5 Great Location Apps That Aren’t Foursquare

Location-based apps – apps that allow users to announce their location to a network of other users via smartphone – present marketers and advertisers with the opportunity to interact with consumers in real time, provide consumers with incentives, nudge them in the direction of a brick and mortar location, and collect accurate and meaningful data about those consumers at point of purchase.

Foursquare has established a foothold in this newly crowded field. That’s brought it competition from the giants of the Web, Google and Facebook. But the real action in the category might remain with the startups popping up on a regular basis. Here are five promising location-based apps that are not Foursquare. They include many similar features: the ability to opt in and out, search filters including #tags, location, and, in the case of Stuck, mood. Users can post photos and send real time messages. Virtually all of the app developers in this category work with brands and merchants to incentivize real world visits by offering contests and prizes to people who check in at their location.
Unlike other apps in the category, Ask Around, from the same people who brought you Ask.com, does not connect users through friend networks. The only link between users of this app is location. Users can connect with others users in close proximity to them, whether they know other connected users or not. Users can also view the location-centric conversations in places they are not. So, for example, users can preview the conversations happening at the next stop on a bar crawl. The question for Ask Around is if people really want an app to connect with complete strangers around them.
Loopt doesn’t require users to check in. It determines location by triangulating between cell towers. Because the app uses cell tower data, it also enables users to opt in and out easily and to hide location data from specific friends in their networks. Loopt brings consumers and marketers together through a system of rewards. Loopt lets users know when there are rewards nearby, In the past, Loopt’s partners have given away free music, tickets to Mexico, and discounted sporting goods.
Gowalla was always held up as Foursquare’s best competitor. Some believed it had superior functionality and design, but it didn’t stand a chance to Foursquare’s marketing savvy. Gowalla uses passport stamps that users collect as they check into various locations. As part of the app, Gowalla offers pre-designed “trips” created by sponsors including National Geographic, USA Today, CNN Money that guide users on preset routes that include recommendations on where to check-in. Its most ambitious deal is with Disney, which is using Gowalla in its theme parks.
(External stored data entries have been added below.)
PR #14, opened 2015-11-17
Include Chrome OS fonts

daradib:
This should fix many LibreOffice layout issues by providing
metric-compatible replacements for Calibri and Cambria.

Later we can consider removing mscorefonts. Their replacements
have better rendering instructions, but don't cover Comic Sans
etc.

 - Croscore: includes Arimo, Cousine, Tinos
             replaces Arial, Courier New, Times New Roman
             roughly supercedes Red Hat Liberation fonts
 - Caladea:  replaces Cambria
 - Carlito:  replaces Calibri

### DIFF
--- a/modules/ocf_desktop/manifests/packages.pp
+++ b/modules/ocf_desktop/manifests/packages.pp
@@ -15,7 +15,7 @@ class ocf_desktop::packages {
     # desktop
     ['desktop-base', 'desktop-file-utils', 'gpicview', 'xarchiver', 'xterm', 'lightdm', 'accountsservice']:;
     # fonts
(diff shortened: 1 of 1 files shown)


chriskuehl:
sheep it


Does this actually replace any fonts, or just provide alternatives?

daradib:
Debian ships [fonts bindings](https://wiki.archlinux.org/index.php/Font_configuration#Replace_or_set_default_fonts) for fontconfig that offer those fonts as replacements. So, e.g., LibreOffice will fall back to rendering Calibri text with Carlito, since we don't have Calibri. It doesn't otherwise change the doc. You can verify by inspecting the exported PDF.

PR #15, opened 2015-11-19
Use custom lightdm greeter strings

matthew-mcallister:
Change the "incorrect password" string as per [`rt#4130`](https://rt.ocf.berkeley.edu/Ticket/Display.html?id=4130).

### DIFF
--- a/modules/ocf_desktop/files/xsession/lightdm/lightdm-gtk-greeter.po
+++ b/modules/ocf_desktop/files/xsession/lightdm/lightdm-gtk-greeter.po
@@ -1,0 +1,3 @@
+#: ../src/lightdm-gtk-greeter.c:1479
+msgid "Incorrect password, please try again"
+msgstr "Incorrect username or password.\n\nUse your OCF username, not CalNet ID, and\ncheck for spaces around your username.\n\nLost your password? Visit ocf.io/password\nNeed an account? Visit ocf.io/join"
--- a/modules/ocf_desktop/manifests/xsession.pp
+++ b/modules/ocf_desktop/manifests/xsession.pp
@@ -62,7 +62,7 @@ class ocf_desktop::xsession ($staff = false) {
     '/etc/lightdm/lightdm.conf':
       source  => 'puppet:///modules/ocf_desktop/xsession/lightdm/lightdm.conf';
     '/etc/lightdm/lightdm-gtk-greeter.conf':
-        source  => 'puppet:///modules/ocf_desktop/xsession/lightdm/lightdm-gtk-greeter.conf';
+      source  => 'puppet:///modules/ocf_desktop/xsession/lightdm/lightdm-gtk-greeter.conf';
     '/etc/X11/default-display-manager':
       source  => 'puppet:///modules/ocf_desktop/xsession/default-display-manager';
     '/etc/lightdm/session-setup':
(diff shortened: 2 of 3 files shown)


modules/ocf_desktop/manifests/xsession.pp
```diff
@@ -72,6 +72,15 @@
...
       source  => 'puppet:///modules/ocf_desktop/xsession/lightdm/session-cleanup';
+    '/opt/share/xsession/lightdm-gtk-greeter.po':
+      source  => 'puppet:///modules/ocf_desktop/xsession/lightdm/lightdm-gtk-greeter.po';
+  }
+
+  # overwrite greeter strings with OCF ones
+  exec { 'lightdm-greeter-compile-po':
+      command => 'msgcat /opt/share/xsession/lightdm-gtk-greeter.po | msgfmt -o \
+                    /usr/share/locale/en_US/LC_MESSAGES/lightdm-gtk-greeter.mo -',
+      require => File['/opt/share/xsession/lightdm-gtk-greeter.po'];
```
chriskuehl: you should put some kind of restriction on when this exec runs or it will run every time:
https://docs.puppetlabs.com/references/latest/type.html#exec-description

adding `refreshonly => true` and `subscribe => File['/opt/share/xsession/lightdm-gtk-greeter.po']` would work I think

chriskuehl: You may wish to `package {'gettext':;}` and add `depends => Package['gettext']` to guarantee msgcat and friends are installed when this exec runs. not sure how early those get installed when we bootstrap new desktops.

chriskuehl: oh, and probably depend on the greeter package as well

modules/ocf_desktop/files/xsession/lightdm/lightdm-gtk-greeter.po
```diff
@@ -0,0 +1,3 @@
+#: ../src/lightdm-gtk-greeter.c:1479
+msgid "Incorrect password, please try again"
+msgstr "Incorrect username or password."
```
chriskuehl: how much space do we have in the UI? Wondering if we have enough to suggest creating an account or the password reset link. Maybe newlines work?

modules/ocf_desktop/manifests/xsession.pp
matthew-mcallister: Good comments, will amend to address these all.

modules/ocf_desktop/files/xsession/lightdm/lightdm-gtk-greeter.po
matthew-mcallister: It works, looks pretty good. (No screenshot)

matthew-mcallister:
Amended with the requested changes.

modules/ocf_desktop/manifests/xsession.pp
```diff
@@ -72,6 +72,19 @@
...
+
+  # overwrite greeter strings with OCF ones
+  package {'gettext':;}
+
+  exec { 'lightdm-greeter-compile-po':
+      command   => 'msgcat /opt/share/xsession/lightdm-gtk-greeter.po | msgfmt -o \
+                      /usr/share/locale/en_US/LC_MESSAGES/lightdm-gtk-greeter.mo -',
+      subscribe => File['/opt/share/xsession/lightdm-gtk-greeter.po'],
+      refreshonly => true,
+      require   => Package['lightdm-gtk-greeter'];
```
chriskuehl: surprised puppet-lint doesn't complain at the arrow alignment

this should probably require gettext too, right?

`require   => Package['lightdm-gtk-greeter', 'gettext']` should work

matthew-mcallister: Yeah, there are a lot of places where the arrows aren't aligned in this code.

Both corrected anyways.

chriskuehl:
shipit assuming you tested

matthew-mcallister:
Haven't tested on a rebuild from scratch but it seems pretty surefire with the dependencies laid out like that.

modules/ocf_desktop/files/xsession/lightdm/lightdm-gtk-greeter.po
```diff
@@ -0,0 +1,3 @@
+#: ../src/lightdm-gtk-greeter.c:1479
```
matthew-mcallister: I just realized this line will probably break if `lightdm-gtk-greeter` gets updated in the next Debian release.

chriskuehl: I don't think the references are actually significant except to humans?
http://pology.nedohodnik.net/doc/user/en_US/ch-poformat.html

matthew-mcallister: I see now. I found [this page](https://www.gnu.org/software/gettext/manual/html_node/PO-Files.html) which says

>  It is possible to have several entries with the same untranslated-string in a PO file, provided that they each have a different context.

but it's referring to a field called `msgctxt`, not the English word.

PR #16, opened 2015-11-21
pre-commit all the things

chriskuehl:
Takes advantage of the pre-commit types fork we're using which lets us target files without extensions.


matthew-mcallister:
pre-commit catches errors and the only other changes are whitespace/quotes, so I say ship it.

Stuck is a pretty standard location-based social network app with one distinguishing characteristic: users can update their emotional status using emotion specific icons and can even filter their feed by emotion. Want to see all your friends who are restless? Angry? Content? Stuck can help. Want to advertise to people who are restless, angry or content? Stuck’s your app.
Whrrl is a map-based app that lets users search for  “happy hour” or “restaurant” and get recommendations for nearby establishments made by other Whrrl users. Whrrl users build “stories” around specific places or events by adding pictures and notes. And users are invited join “societies” based on interests the app gleans from usage. The more users contribute to the societies, the more weight their recommendations carry within those societies.
The plethora of location apps can make the category appear overheated. But the potential is without a doubt there as marketing vehicles. According to one recent study, 20 percent of mobile users have visited a physical store as the result of receiving a location-based ad. But like most things mobile-related, the effectiveness of location-based advertising is diluted by the enormous fragmentation of platforms; not all apps are available for every handset.